It's all about the vaccinations now. Tune into Governor Baker's weekly press briefings and he spends most of his time talking about how many people have been vaccinated and what groups are eligible. He lists what new sites have been opened--sometimes he's doing the press conference at one of them. He rattles off numbers as though we could actually absorb lists of six-digit figures read off in a rapid monotone, or make any sense of them. So far, 3.3 percent of Massachusetts residents have received the two doses of vaccine required for immunity from the virus (maybe). That's a very long way from the some eighty percent needed for so-called "herd immunity."

We're hearing many woeful stories from the trenches about the difficulties people are having even making an appointment. The closest vaccination sites to Winchendon are in Gardner, and after that, Leominster, so transportation, that constant trip-wire for low income residents here, is once again a barrier.

For reasons I don't quite understand, the state decided to offer vaccination appointments to otherwise non-eligible people who accompany seniors to their appointments. Is this an incentive to help seniors get to appointments, or a matter of, "you're here, may as well innoculate you, too?" I have no idea, but I could have predicted that in less than 24 hours, non-eligible people would be posting on Craigslist and other places offering to take seniors to their appointments, even offering to pay them. Suddenly, persons over 75 are in high demand.

I won't be eligible for a while, so I'm just waiting. The vaccinations don't change much, it seems; we're told we should go right on wearing our masks and social distancing afterwards, and all the restrictions are still in place. We have a long way to go before we start "the new normal."

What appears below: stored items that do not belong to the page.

PR #679, opened 2025-09-05
feat: string-based-union support

ThijsBroersen:


lihaoyi:
I think the approach looks fine as a first draft, but my concern is how it scales to broader usages of union types? Apart from unions of literal `String` types, can we also support unions of different primitives (e.g. `String | Int | Boolean`), or unions of different distinct `case class`es or `object`s?

I mainly to make sure there's some coherent approach that we can document and users can understand, and that whatever we implement now doesn't get in the way of implementing other union types in future

PR #723, opened 2026-07-11
Reject unpaired JSON surrogate escapes

### LINKED ISSUE #722: ujson accepts unpaired JSON surrogate escapes as raw UTF-16 surrogates
## Summary

ujson 4.4.3 accepts JSON string escapes containing unpaired UTF-16 surrogate halves and exposes them as raw `String` contents. For example, parsing `"\\uD800"` yields a one-code-unit string whose first char is `0xD800`.

That makes downstream libraries observe invalid Unicode scalar values instead of getting a JSON parse failure or a replacement character. This is especially awkward for consumers whose string semantics are defined in terms of Unicode code points/scalar values.

## Reproducer

```scala
val value = ujson.read("\"\\uD800\"")
val s = value.str
println(s.length)                 // 1
println(s.charAt(0).toInt)         // 55296 / 0xD800
```

The same applies to lone low surrogates and to object keys:

```scala
ujson.read("\"\\uDC00\"").str.charAt(0).toInt
ujson.read("{\"\\uD800\": 1}").obj.keys.head.charAt(0).toInt
```

Valid surrogate pairs should continue to decode normally:

```scala
ujson.read("\"\\uD83D\\uDE00\"").str.codePointAt(0) // 128512
```

## Expected Behavior

Ideally ujson should reject unpaired surrogate escapes while decoding JSON strings, at the point where it already has high/low surrogate context. That avoids downstream validation passes over every decoded string.

A replacement-character policy would also be safer than preserving raw surrogate halves, but rejection is easier for strict JSON consumers to reason about and matches parsers such as nlohmann-json and serde_json.

## Downstream Impact

sjsonnet currently depends on `com.lihaoyi::ujson::4.4.3` for `std.parseJson` and `.json` imports. Jsonnet strings and `std.codepoint` operate in Unicode-codepoint terms; preserving raw surrogate halves lets `std.parseJson("\"\\uD800\"")` expose `55296`, while sjsonnet source string literals already reject the equivalent `"\\uD800"` escape.

A ujson-level fix would let sjsonnet remove its downstream workaround and pick up the behavior by upgrading ujson.

## References

- RFC 8259 section 8.2 notes that unpaired UTF-16 surrogates lead to unpredictable behavior: https://www.rfc-editor.org/rfc/rfc8259#section-8.2
- Jsonnet `std.parseJson` documentation: https://jsonnet.org/ref/stdlib.html#std-parseJson

He-Pin:
## Summary

- Reject lone high and low UTF-16 surrogate escapes while parsing JSON strings
- Require a high surrogate escape to be followed immediately by a low surrogate escape
- Preserve valid surrogate pairs across the generated Char and Byte parser backends
- Add regression coverage for string values, object keys, parser/render/validate entry points, input forms, and 2-byte stream buffers

## Motivation

ujson currently exposes unpaired `\uD800`-`\uDFFF` escapes as raw UTF-16 surrogate halves. This leaks invalid Unicode scalar values to downstream consumers. In particular, sjsonnet uses ujson for `std.parseJson` and `.json` imports, while Jsonnet string/codepoint semantics expect Unicode code points.

The validation belongs in ujson's shared string parser, where both halves are available and all values, keys, input forms, and renderers pass through the same path. This avoids downstream post-validation scans.

## Behavior

- `"\uD83D\uDE00"` continues to parse as a valid surrogate pair
- `"\uD800"`, `"\uDC00"`, and mismatched pairs now fail with `ParsingFailedException`
- The same validation applies to object keys

Fixes #722

## Testing

- `./mill 'ujson.jvm[2.13.16].test.testForked'` — 248/248 successful, including the 5 GB streaming test
- `./mill 'ujson.jvm[3.3.7].test.testOnly' ujson.SyntaxTests` — 82/82 successful
- `./mill 'ujson.js[2.13.16].test.testOnly' ujson.SyntaxTests` — 82/82 successful
- Qoder CLI blocker review — no must-fix findings

### DIFF
--- a/ujson/templates/ElemParser.scala
+++ b/ujson/templates/ElemParser.scala
@@ -262,8 +262,8 @@ abstract class ElemParser[J] extends upickle.core.BufferingElemParser{
   /**
    * Generate a Char from the hex digits of "\u1234" (i.e. "1234").
    *
-   * NOTE: This is only capable of generating characters from the basic plane.
-   * This is why it can only return Char instead of Int.
+   * NOTE: Returns a single UTF-16 code unit, which may be a surrogate
+   * (D800-DFFF). Callers are responsible for validating surrogate pairs.
    */
   protected[this] final def descape(i: Int): Char = {
     import upickle.core.RenderUtils.hex
@@ -581,7 +581,10 @@ abstract class ElemParser[J] extends upickle.core.BufferingElemParser{
 
           case 'u' => {
             val escaped = descape(i)
-            if (Character.isHighSurrogate(escaped)) {
+            if (!Character.isSurrogate(escaped)) {
+              outputBuilder.appendC(escaped)
+              i += 6
+            } else if (Character.isHighSurrogate(escaped)) {
               if (getElemSafe(i + 6) != '\\' || getElemSafe(i + 7) != 'u') {
                 die(i + 6, "expected \\u escape after high surrogate")
               }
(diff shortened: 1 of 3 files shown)


He-Pin:
@lolgab wdyt

PR #124, opened 2021-10-23
Change: support more architectures in Dockerfile

zv0n:
Hi, I wanted to run AudioBookShelf on my raspberry pi, but since `jrottenberg/ffmpeg` only offers x64 images it wasn't possible. 

I've changed the Dockerfile to install `ffmpeg` rather than copy it from an existing image, this way the image can be built for any platform that is supported by `node:12-alpine` (which is a lot).

I've tested this and the image is running fine on my RPi4. The only problem I've encountered was with ziplib not being available during server build phase, but the same problem is present when building the x64 version, so I guess it's fine ¯\\_(ツ)_/¯

### DIFF
--- a/Dockerfile
+++ b/Dockerfile
@@ -1,18 +1,15 @@
-### STAGE 0: FFMPEG ###
-FROM jrottenberg/ffmpeg:4.1-alpine AS ffmpeg
-
-### STAGE 1: Build client ###
+### STAGE 0: Build client ###
 FROM node:12-alpine AS build
 WORKDIR /client
 COPY /client /client
 RUN npm install
 RUN npm run generate
 
-### STAGE 2: Build server ###
+### STAGE 1: Build server ###
 FROM node:12-alpine
+RUN apk update && apk add --no-cache --update ffmpeg
 ENV NODE_ENV=production
 COPY --from=build /client/dist /client/dist
-COPY --from=ffmpeg / /
 COPY index.js index.js
 COPY package.json package.json
 COPY server server


advplyr:
Thanks for sharing that great article, I was able to build for arm64. I think it will run okay even if node-zipfile doesn't work.

You can see both builds in docker hub: https://hub.docker.com/repository/docker/advplyr/audiobookshelf/tags

According to the article, you just need to change the docker run command to include the sha256 value. I haven't tested this yet, hoping that you could do the honors.

```
docker run --rm -d -p 13378:80 \
  -v /your/audiobooks:/audiobooks -v /path/to/metadata:/metadata -v /path/to/config:/config \
  advplyr/audiobookshelf:latest@sha256:0ef990b5b67e102c6515ef126e9065f900df1da29edf8aa2340efff57af2fa53
```

The only library using node-zipfile is [epub.js](https://github.com/futurepress/epub.js/), and seeing as most users are only interested in serving audiobooks then this is no problem. May need to set an env variable or something to disable epub for arm64 images.

advplyr:
Read back through your comments and now I get the impression that you weren't having issues with node-zipfile once you built the docker image for arm64. Hopefully that is the case! And I didn't realize you already had this up and running on your rpi. That is awesome.
I would like to update the readme and install guide once this is confirmed good to go.

p1xelll:
I just launched the official image and everything works. I ran it using docker-compose and didn't use the sha256 value.

advplyr:
Nice! Is it pulling the correct image based on your current architecture?
I didn't see that in the docs or that article.

p1xelll:
Pulls the correct image and architecture.

zv0n:
I've just tried the official image and everything seems to be working fine, I tried listening to a book and downloading a zipped book and both are fine. Don't know if there's anything else that needs testing. I started my container like this:
`docker run -d -p 8011:80 -v $audiobooks_path:/audiobooks -v $config_path:/config -v $metadata_path:/metadata --name audiobookshelf advplyr/audiobookshelf:latest`
I think that docker pulls the same architecture it's running on if available, so the sha256 doesn't seem necessary. 

Thanks for incorporating arm64 into your process! Much appreciated :)

advplyr:
If you have an epub file and can put it inside one your audiobook folders it should give you a Read button and you can see if you can open the ebook.

I guess if it pulls the correct image automatically then there is nothing to update in the docs.

p1xelll:
I added the epub and it opened fine.

p1xelll:
The last Docker push has no support for arm64. Would you add it or release version 1.6?

advplyr:
Just pushed the arm64 build

PR #190, opened 2021-11-21
Added support for audible metadata

keaganhilliard:
I figured that since I've already built one plugin for using Audible's API, I might as well help out here. Audible gives a bit more contextual information than the other APIs so I added the ability to map Series, Volume Number and Narrator to the match UI.

Let me know what you think.


advplyr:
This is great! I really appreciate your contribution, a lot of requests for this one.

I just released this as `v1.6.24`.

PR #192, opened 2021-11-23
Better handle books with multiple series

keaganhilliard:
Currently Audiobookshelf only supports books being part of a single series, not sure if that should change, but Audible returns more than one for a large number of books. This should hopefully help pick the series consistently.


advplyr:
Included in `v1.6.27`!

PR #218, opened 2021-12-04
Get more data from opf

igorkaldowski:
When there is html in the description on a opf file it will strip it rather than not returning. It also gets series and volume number from the opf.

### DIFF
--- a/server/controllers/LibraryController.js
+++ b/server/controllers/LibraryController.js
@@ -179,7 +179,7 @@ class LibraryController {
       series = series.slice(startIndex, startIndex + payload.limit)
     }
 
-    payload.results = series
+    payload.results = sort(series).asc(s => s.name)
     res.json(payload)
   }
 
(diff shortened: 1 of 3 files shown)


Helico-Pter:
I was just thinking it would be great if 'series' could be read from the file.

advplyr:
Thanks, I had been meaning to eventually use the strip html package there.

Can you move this meta check https://github.com/advplyr/audiobookshelf/pull/218/commits/6e621ecce163247b395f7af4bcbc0ca6250c174a#diff-3ddb151b8ce6aa69c5d2527e033c0aac28a2c4873111ffb0948fa37bb951fbe1R59
into the parseOpfMetadataXML function instead of xmlToJson. xmlToJson might eventualy be used for something other than Opf files.

igorkaldowski:
Done. I also change the series page to sort alphabetically and on the series pages to sort by volume number as a number not alphabetically.

advplyr:
This is released in `v1.6.35`

PR #219, opened 2021-12-05
Add: Force re-scan library

igorkaldowski:
Added a force rescan button to the library settings page.

### DIFF
--- a/client/components/app/Appbar.vue
+++ b/client/components/app/Appbar.vue
@@ -1,6 +1,6 @@
 <template>
   <div class="w-full h-16 bg-primary relative">
-    <div id="appbar" class="absolute top-0 bottom-0 left-0 w-full h-full px-2 md:px-6 py-1 z-40">
+    <div id="appbar" class="absolute top-0 bottom-0 left-0 w-full h-full px-2 md:px-6 py-1 z-50">
       <div class="flex h-full items-center">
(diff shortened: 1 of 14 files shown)


advplyr:
In testing I found some other bugs. There is another one which is the force rescan is always detecting an update when there isn't one. I'm looking into that now.
Also, I want to think of a way a different place for the force re-scan button. For large libraries over an SMB share the force re-scan could take a long time.

advplyr:
The `rescanAudiobook` method was assuming that the audiobook has updates. I changed that function to return null if no updates were made so they don't get recorded as updates.
Existing audio files were not getting re-scanned either. My understanding of the forceRescan flag is that it will probe every audio file again, which would pickup on changed ID3 tags for example. I updated the method to first re-scan existing audio files.

igorkaldowski:
I wanted it to also rescan other files like opf files in case of changes because the current scan ignores them.

igorkaldowski:
That's perfect. I mainly wanted it to rescan opf files for changes. 
One way to make it faster for large libraries would be to store the date of when the file was last scanned then compare it to the date modified before doing anything. 
The only thing I can think to add is a way to stop manually edited fields in books from being changed. Similar to how you can lock fields in plex.

advplyr:
This is released in `v1.6.36`. I added a note explaining the force re-scan under the libraries table until there is a better design for that button.
Agree on the last modified date on file should be checked, it should also be stored on the audiobook so it can be used as a sort.

PR #226, opened 2021-12-07
Added ASIN support in the title field

keaganhilliard:
Stop gap measure until the Audible API is back to full functionality, but it's probably worth it to keep in there for those times that the Audible search has a hard time finding the right book.


advplyr:
Good call. It appears the API is still down.
The unfortunate part is they are returning an empty result instead of an error code, so we can't detect the service is down.

advplyr:
This is released in `v1.6.38`. I also added the provider selection in the cover search and have the provider persisted in the browser so you don't need to select Audible every time.

PR #233, opened 2021-12-12
Added an endpoint to serve different cover sizes

keaganhilliard:
I've been playing around with the api and I thought it would be useful to be able to serve cover images at whatever size the client might want. This should accomplish that.

### DIFF
--- a/package.json
+++ b/package.json
@@ -45,6 +45,7 @@
     "podcast": "^1.3.0",
     "read-chunk": "^3.1.0",
     "recursive-readdir-async": "^1.1.8",
+    "sharp": "^0.29.3",
     "socket.io": "^4.1.3",
     "string-strip-html": "^8.3.0",
     "watcher": "^1.2.0",
--- a/server/ApiController.js
+++ b/server/ApiController.js
@@ -5,6 +5,7 @@ const date = require('date-and-time')
 
 const Logger = require('./Logger')
 const { isObject } = require('./utils/index')
+const resize = require('./utils/resizeImage')
 const audioFileScanner = require('./utils/audioFileScanner')
 
 const BookController = require('./controllers/BookController')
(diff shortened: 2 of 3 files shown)


advplyr:
I think sharp is a good choice. I think we should make this the main endpoint for cover images and implement caching.
We would also need to reset the cache for a cover if it is updated.
Also, I think we should generate webp images. I'm not sure if it is still worth checking if the browser supports webp.
Thoughts?

keaganhilliard:
Hmmm... Maybe we could add in a format parameter so that the client could specify. I don't know a ton about webp. Caching is a good idea especially if the images are smaller it shouldn't take up a ton of space. And yeah I thought about adding it as a general endpoint, but I wasn't sure of the best way to determine if the ID was a book/author, etc.

advplyr:
I think that endpoint is fine, `/books/:id/cover`.
If it was used on an image element the src would be `{server url}:13378/api/books/:id/cover?token={api token}`.
The raw image could still be fetched directly with the `/s/book/:id/*` and `/metadata` routes/static paths.

advplyr:
I pushed `v1.6.40` replacing the cover source with that endpoint and caching, but I could not get sharp to install in arm7.
Spent about 2 hours and couldn't get it so I didn't include arm7 in that release. May need to find a different library.

keaganhilliard:
@advplyr Awesome! Two things I noticed:
The format needs to be jpeg not jpg otherwise the response is a garbled mess for some reason. 

The other thing is that it's caching a file regardless of size parameters. So say you have a client that wants a higher quality image for a detail screen, you would pass a bigger width say 600, if that image is cached the endpoint will always return the cached file, which is not quite what I think it should do. Maybe we could cache multiple sizes or purge the cache if the size is different?

PR #240, opened 2021-12-13
Remove sharp in favor of ffmpeg, fallback to cover

keaganhilliard:
Since you were having issues getting sharp to work... I made ffmpeg work instead. Also fixed a couple of issues that I noticed in testing with my library. Namely embedded covers that have been extracted don't have a fullPath so I'm falling back to use the cover attribute if that fullPath is null.


advplyr:
Awesome! I'm looking at it now and wondering why you would have covers that don't have a "coverFullPath" set?

In old versions of ABS there was only the "cover" attribute, but now there should always be both set. The "cover" attribute won't be a path in the filesystem. This must be a bug if you have this happening.

keaganhilliard:
It's happening on a significant portion of my library. I think it's every one that is extracted with Ffmpeg.

keaganhilliard:
I even saw it happen on newly imported files with this version so I'm not sure what it happening. If I match the file and download a cover then everything is fine.

advplyr:
Oh I see why.. you're right it is not getting set properly on extraction

keaganhilliard:
Don't know if this is also related, but any time I rescan a book the cover disappears. Like I can either download a new one or type in the right path and it will come back.

advplyr:
My guess is the scan is trying to fix the full cover path and failing for some reason, there should be logs.
When requesting a cover I added a fix for the full cover path. There are a lot of bandaids on the cover logic now because it has changed so many times, so the entire cover structure is going to need to be re-thought out soon I think.

I'm going to push this as v1.6.41, thanks for implementing ffmpeg also so we can build for arm7 again.

advplyr:
1.6.41 is deployed

PR #249, opened 2021-12-21
Fix audible match if title or author has special characters

mx03:
If the audible match contains special characters like german ä ö ü , the response is a bad request (400).

Example: "Wenn du mir gehörst"
https://www.audible.com/pd/Wenn-du-mir-gehoerst-Audiobook/B09MSG8PJ5


advplyr:
Great, thanks for fixing that. I'm pushing that patch over top of `v1.6.46`, I don't think it requires a version bump.

keaganhilliard:
Might also be worth making some separate providers for each of the countries audible supports, (Germany, UK, etc).

Issue #260, opened 2021-12-25
Bug: Series cover hover works only with 30 books


mx03:
The overlapping coverlist for series works only with 30 books. Because of the z-index( currently: z-30).

I don't know if there is a normal audiobook series with more than 30 books, but i use it also for radio plays and some have 100 or more volumes.

Solution would be a z-index on the parent with the relative position.

![image](https://user-images.githubusercontent.com/1390929/147387683-66397747-dd06-4c02-a6fd-ba00bd266759.png)

PR #262, opened 2021-12-25
Fix Series cover hover works only with 30 books

mx03:
Issue #260


advplyr:
Makes sense. You can remove the `z-2` class. That class isn't defined in tailwind and it shouldn't be necessary to assign a z-index there anymore.

mx03:
Yes the zindex is not needed. Updated the pull request.

Issue #265, opened 2021-12-26
Sort select filter data


mx03:
Current the filter for example genre or authors is not filtered by something useful, most logic would be a-z.

![image](https://user-images.githubusercontent.com/1390929/147420007-b3b45b19-52e0-43d2-9a6d-745ee329d991.png)

PR #266, opened 2021-12-27
Sort filters ascending

mx03:
#265


advplyr:
Nice solution. I just pushed this over the current version.

PR #270, opened 2021-12-27
Bug: Missing path variable

mx03:
` UnhandledPromiseRejectionWarning: ReferenceError: Path is not defined at /server/controllers/FileSystemController.js:8:7 ...`


advplyr:
Just patched the current version

PR #440, opened 2022-04-03
Improve Accessibility: Labels on UI Components

duplaja:
Hello! 

I did some testing with iOS (web view), and noticed a few things that could be improved as far as accessibility. These are a couple of the more immediate ones. I will continue to test and see what else I can find.


jflattery:
Hey, so you were mistakenly editing the name of the material-icons. In the spirit of what you were looking to do I have made the changes and submitted a new pull request #459. If you would like to give it a spin I have a test docker image available listed on my pull request. Keep in mind the dev image is not compatible with current versions of the apps (ios & android) and you should not use it in production yet.

advplyr:
Merged #459

Issue #441, opened 2022-04-03
[Bug]: Accessibility Issues with Items that Expand, and Missing Labels


duplaja:
### Describe the issue

Items that can expand when clicked, such as: 

* filter dropdown
* sort dropdown
* chapter selection from the player

are hard-coded with aria-expanded="true". This should be false when they are not opened up, and true when they are expanded.

In addition, these items are all missing properly accessible labels.

They are using the aria-labeledby attribute which is supposed to reference another element that has the correct label. However, these all are set as "listbox-label", which is not actually an element that exists on the page. If you want to label these directly, these should use aria-label="<Name of Item>".

### Steps to reproduce the issue

1. Appears when using Audiobookshelf site with a screen reader of any sort.

### Audiobookshelf version

v1.7.2

### How are you running audiobookshelf?

Debian/PPA

duplaja:
![library-screen](https://user-images.githubusercontent.com/20245408/161409833-8d8efe6c-4376-429f-bb53-65bb6bce9684.png)

This is the aria view of the library screen, for example. I've submitted a pull request that should address the add / remove at the bottom (those are the adjust the ebook cover size), and partially address the account label (need to probably remove "root", and the pull request replaces "person" with "User Account").

You can see that the Filter just shows as "All", with no other label, and as expanded even when it first loads. Similarly, "Sort" appears as "Title expand_less".

One good resource for (quickly) checking what a screenreader will see, as far as labels, is [this Chrome extension](https://chrome.google.com/webstore/detail/aria-devtools/dneemiigcbbgbdjlcdjjnianlikimpck/related?hl=en)

PR #459, opened 2022-04-13
podcast episode number & accessibility improvements

jflattery:
Add episode number to list group view

### DIFF
--- a/client/components/app/Appbar.vue
+++ b/client/components/app/Appbar.vue
@@ -23,15 +23,15 @@
         </div>
 
         <nuxt-link to="/config/stats" class="outline-none hover:text-gray-200 cursor-pointer w-8 h-8 flex items-center justify-center mx-1">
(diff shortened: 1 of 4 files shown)


jflattery:
Accessibility Labels as suggested by @duplaja

jflattery:
Docker image is currently building and will be available at `jflattery/abs-dev:accessibility`

advplyr:
much obliged

duplaja:
@jflattery  Thank you, I appreciate it! That does look much cleaner / much closer to what I'm used to doing for these.  I wasn't sure if there was anything particular to the framework, so I had initially just changed what it was currently pulling the label from (icon text).

Again, coming from a non-framework background, there were a few other accessibility items I noted in #441, but don't (currently) have the background to tackle. If you feel up to taking a look, or can give me some pointers for where to start looking, I would appreciate it! (if you have the time and inclination, of course)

But maybe we're already there.

I'm spending this weekend volunteering as a Zoom host for one of the science-fiction conventions that has gone all-virtual this year. I Zoom hosted for a convention last month and we must have done very well, because other conventions have been contacting us volunteers pleading for help with their event, too. Many of these events are in a tough dilemma: they signed contracts with their venues a year or more in advance, and they can't simply cancel without stiff penalties. They're run by non-profit fan groups, not wealthy corporations. Many of them are planning for both an in-person and a remote version and making the decision at the last moment.

I've been hosting Zoom meetings since long before COVID, but I never thought I'd go pro.

But this is our current normal, and some people say it may be the new normal--that even with vaccinations, we may never go back to large in-person gatherings as the default setting. I suppose there are both positive and negative aspects to that. I can attend conventions remotely that I never could afford to go to before, and a lot more of them, too. There are online social elements--chat rooms, Zoom breakout rooms, text streams, even the virtual Unitarian Universalist General Assembly last summer had its own phone app. I miss hanging out in the hospitality suite or the hotel lobby, going to parties, sitting up late in the hotel room with friends and a bottle of wine and smuggled-in snacks. But I can still see my friends.

I've been helping lead church services online, too. If only Zoom let us speak in unison and sing together--that is its major shortcoming. But if this "new normal" continues, Zoom, or someone, may solve that problem. Then we may have concerts, theatre performances, all kinds of things, all done online. We'll all be like the voice actors and singers who record Disney's animated films from little studio cubicles, vocalizing all alone, but hearing everyone else through our headsets.

Recreation aside, there's lots of talk about remote workers abandoning cities, because now they don't have to live in commuting distance of their jobs anymore. It's a wide open frontier, and with at least another year before the pandemic recedes, our new habits will get more and more settled, and we'll solve the glitches.

Life in Winchendon will still go on, whether we're driving to work or sitting at our computers. We'll still be shopping, taking walks, swimming, gardening, and hopefully, holding Solstice Fair and Fall Fest, concerts, yard sales, cookouts and community suppers. But how these might change, when they do start up again, no one yet knows.

In the meantime, hunker down, stay warm, and dream about warmer weather. It's only 37 days to the Spring Equinox! We don't have to get onto Zoom for that.